Content filtering occurs synchronously as the service processes prompts to generate content as described above and here. No prompts or generated results are stored in the content classifier models, and prompts and results are not used to train, retrain, or improve the classifier models.

Azure OpenAI abuse monitoring detects and mitigates instances of recurring content and/or behaviors that suggest use of the service in a manner that may violate the code of conduct or other applicable product terms. To detect and mitigate abuse, Azure OpenAI stores all prompts and generated content securely for up to thirty (30) days. (No prompts or completions are stored if the customer is approved for and elects to configure abuse monitoring off, as described below.)

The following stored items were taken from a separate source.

PR #1018, opened 2023-01-04
switch spark ext to sidecar registry

jzhuge:
Spark ext uses stateless registry that is deprecated according to its README.

Switch spark ext to sidecar registry in order to send metrics to the local spectatord.

### DIFF
--- a/spectator-ext-spark/src/main/java/com/netflix/spectator/spark/SpectatorConfig.java
+++ b/spectator-ext-spark/src/main/java/com/netflix/spectator/spark/SpectatorConfig.java
@@ -15,14 +15,13 @@
  */
 package com.netflix.spectator.spark;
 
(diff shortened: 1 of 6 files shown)


spectator-ext-spark/src/main/java/com/netflix/spectator/spark/SpectatorConfig.java
```diff
@@ -35,44 +34,18 @@ public String get(String k) {
     return config.hasPath(k) ? config.getString(k) : null;
   }
 
-  @Override
   public boolean enabled() {
     return config.getBoolean("enabled");
```
jzhuge, line 38: Use `return "none".equals(config.getString("output-location"))` instead?

brharrington (approved):
Note, you will need to ensure that spectatord is on the spark nodes.

PR #1036, opened 2023-03-10
reduce locking for CompositeRegistry

brharrington:
The CompositeRegistry is the implementation used for the global registry. This change reduces the locking on the methods to get a meter. This should reduce
contention if there is a lot of concurrent access
using the global registry.

Changing the set of registries should be fairly rare. It now works similar to a copy on write array list, but is done with a simple array to avoid allocations for the common case of accessing a meter with a single registry in the composite.


manolama (approved):
Nice, that should save a good chunk of processing time.

PR #1042, opened 2023-03-15
Use a BitSet in AsciiSet

kilink:
Instead of using an array of 128 booleans, use a more compact BitSet.


brharrington:
I would have to do some testing on this. It has been a while since I checked, but my recollection was that BitSet was more memory efficient, but less CPU efficient than an array of booleans for smaller sets. For this use-case we are more concerned with the CPU efficiency.

kilink:
> I would have to do some testing on this. It has been a while since I checked, but my recollection was that BitSet was more memory efficient, but less CPU efficient than an array of booleans for smaller sets. For this use-case we are more concerned with the CPU efficiency.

The data store where prompts and completions are stored is logically separated by customer resource (each request includes the resource ID of the customer’s Azure OpenAI resource). A separate data store is located in each region in which the Azure OpenAI Service is available, and a customer’s prompts and generated content are stored in the Azure region where the customer’s Azure OpenAI service resource is deployed, within the Azure OpenAI service boundary. Human reviewers assessing potential abuse can access prompts and completions data only when that data has been flagged by the abuse monitoring system. The human reviewers are authorized Microsoft employees who access the data via point wise queries using request IDs, Secure Access Workstations (SAWs), and Just-In-Time (JIT) request approval granted by team managers. For Azure OpenAI Service deployed in the European Economic Area, the authorized Microsoft employees are located in the European Economic Area.